Demain, ne sera-ce pas Israël qui servira de critère pour l’obtention d’un
brevet de respectabilité par les partis européens d’extrême-droite ? Cet
Etat ne doit-il pas son existence au nazisme ? Ne voit-on pas de nos jours
bafouer par un Lanzmann ces hérauts du messianisme juif que furent Gershom
Scholem et Hannah Arendt, en même temps que réhabilité le collaborateur
d’Eichmann qui fut doyen du Judenrat et manager du ghetto de
Theresienstadt ? S’il ne put jamais se rendre à Jérusalem, où Scholem
réclamait qu’il fût pendu, ne correspond-il pas à ce que sont les chefs du
sionisme aujourd’hui ?... Sitôt la démagogie fasciste récompensée par un
triomphe électoral, une solennelle allégeance à l’étoile de Goliath lui
garantira l’appui de toute la Propaganda Staffel, après quoi viendra leur
Heil ! au temple d’Hérode…
Cette
nouvelle Guerre de Cent Ans dont on va célébrer l’anniversaire de la naissance
est déjà devenue l’objet d’un fétichisme tout ce qu’il y a de plus folklorique,
à ceci près que l’analyse de ses causes fait l’objet d’un tabou scrupuleusement
respecté par l’industrie des transgressions médiatiques. Si rébellion
courtisane, anticonformisme en livrée, fausse insolence de connivence désormais
sont les instruments privilégiés du contrôle idéologique, toute forme de
connaissance historique relève du secret stratégique de la Défense nationale. Pour
preuve, ces battues de la milice traquant ce que révèle un théâtre de
l’Atlantide. La propagande kapitotalitaire, c’est-à-dire panoptique, se doit
d’affirmer elle-même le modèle et le contre-modèle, d’exprimer le positif et sa
négation, comme le Parlement de la Knesset combine démocratiquement le pouvoir
et son opposition. Voici qu’il était devenu rigolard, le masque du cadre au mur
de tous les bâtiments républicains, pour son discours prévu devant les députés
israéliens.

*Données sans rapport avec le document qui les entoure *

PR #4560, opened 2024-07-15
WIP: Frontend auth check

aapeliv:
**Backend checklist**
- [ ] All tests pass

**Web frontend checklist**
- [ ] All tests pass

### DIFF
--- a/app/web/Dockerfile
+++ b/app/web/Dockerfile
@@ -16,9 +16,12 @@ RUN yarn install --frozen-lockfile
 
 COPY . .
 
-ENV PROTOS_SHA=6b89068325adbee2e413a9553afe13d2e8d5174a7e1703e8ed7d48c7f55fbdcf
+# ENV PROTOS_SHA=6b89068325adbee2e413a9553afe13d2e8d5174a7e1703e8ed7d48c7f55fbdcf
+# ENV PROTOS_URL=https://protos--by-sha.preview.couchershq.org/$PROTOS_SHA/ts.tar.gz
 
-RUN wget https://protos--by-sha.preview.couchershq.org/$PROTOS_SHA/ts.tar.gz
+ENV PROTOS_URL=https://develop--protos.preview.couchershq.org/ts.tar.gz
+
+RUN wget $PROTOS_URL
 RUN tar xf ts.tar.gz && rm -f typescript_protos.tar.gz
 
 RUN cp .env.$environment env && \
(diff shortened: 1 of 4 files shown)


aapeliv:
@bakeiro

app/web/Dockerfile
```diff
@@ -16,9 +16,12 @@ RUN yarn install --frozen-lockfile
...
 COPY . .
 
-ENV PROTOS_SHA=63b57d8c12b291f8f5c1fd740879530e7da7865797f783dafcda7b3432c2efba
+# ENV PROTOS_SHA=b084f43d1becbe18a256819907a9beeb2008966d47eb9f7786aac49c6c381706
+# ENV PROTOS_URL=https://protos--by-sha.preview.couchershq.org/$PROTOS_SHA/ts.tar.gz
 
-RUN wget https://protos--by-sha.preview.couchershq.org/$PROTOS_SHA/ts.tar.gz
+ENV PROTOS_URL=https://develop--protos.preview.couchershq.org/ts.tar.gz
+
+RUN wget $PROTOS_URL
```
bakeiro, line 24: why this? (just to understand it)

app/web/features/auth/useAuthStore.ts
```diff
@@ -161,12 +161,50 @@ export default function useAuthStore() {
...
+        setLoading(false);
+      },
     }),
     //note: there should be no dependenices on the state or t, or
     //some useEffects will break. Eg. the token login in Login.tsx
     [setAuthenticated, setJailed, setUserId, setFlowState, queryClient]
   );
 
+  useEffect(() => {
+    if (!authenticated && typeof window !== "undefined") {
```
bakeiro, line 203: when & how often could the variables `authActions` & `authenticated` change? this means, are we calling `checkAuthStatus` periodically?

app/web/Dockerfile
aapeliv: It's not really related to this PR: but it's a bit cumbersome every time people want to change the protos to have to change this hash. I am not sure if I want this though: I like it when they point to a particular version.

app/web/features/auth/useAuthStore.ts
aapeliv: I don't actually know how that works. I thought this meant it rusn every time `useAuthStore` is loaded?

app/web/Dockerfile
bakeiro: ✅

app/web/features/auth/useAuthStore.ts
bakeiro: like, this code runs every time the content of either `authenticated` or `authActions` change, then this code it's executed (and the first time this component is rendered).  

if this pretends to be executed periodically I don't know (by looking at the code) if this is achieved, you can use Useffect without a second parameter, so it's executed every time is redered

bakeiro: if works it works, anyhow I can double check the behavior in my local set up

aapeliv:
Superseded by https://github.com/Couchers-org/couchers/pull/4693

N’a-t-il pas invité, pour l’accompagner dans le seul Etat de droit
d’Orient, les lauréats des plus prestigieux prix littéraires au pays de la
Révolution française ? Maman est morte demain. J’ai vu les
étoiles écrire ces mots dans le ciel. Qu’est-ce que ça veut dire ? Vite,
je quitte mon abri d’ombres et traverse un rayon de lumière avec mon tas de
feuilles manuscrites pour plonger sous un bosquet d’hortensias. Fleurs ultimes que
ton enfant sans cœur a pu t’offrir le 15 septembre pour ton dernier
anniversaire, Mother. J’y vois rayonner ton visage près de celui de ta propre
mère. Mais quand même, ces quatre mots. L’incipit d’un livre d’Hector, prenant
à contre-pied celui de L’Etranger de Camus. Pas de téléphone pour
appeler Bruxelles. Qui suis-je et où et quand. Serait-ce toi, Maman –
rappelle-toi, cette unique fois qu’ensemble toi et moi nous avions regardé
l’émission de Bernard Pivot, pour voir Hector qui dans la poche de son veston
tenait un anneau en argent des Pléiades – serait-ce toi – Vous – qui m’incitez
à poursuivre ces écritures ? Un mail tout à l’heure de Patrick
Chamoiseau : les gouffres appellent des mondes. Ma Pléione, dois-je
continuer ? Le tapis rouge à Jérusalem déroulé sous les pas de Napolén V
bis. Dans ses bagages, un faiseur de polars ayant pris prétexte de la Grande
Guerre pour décrocher le prix Goncourt…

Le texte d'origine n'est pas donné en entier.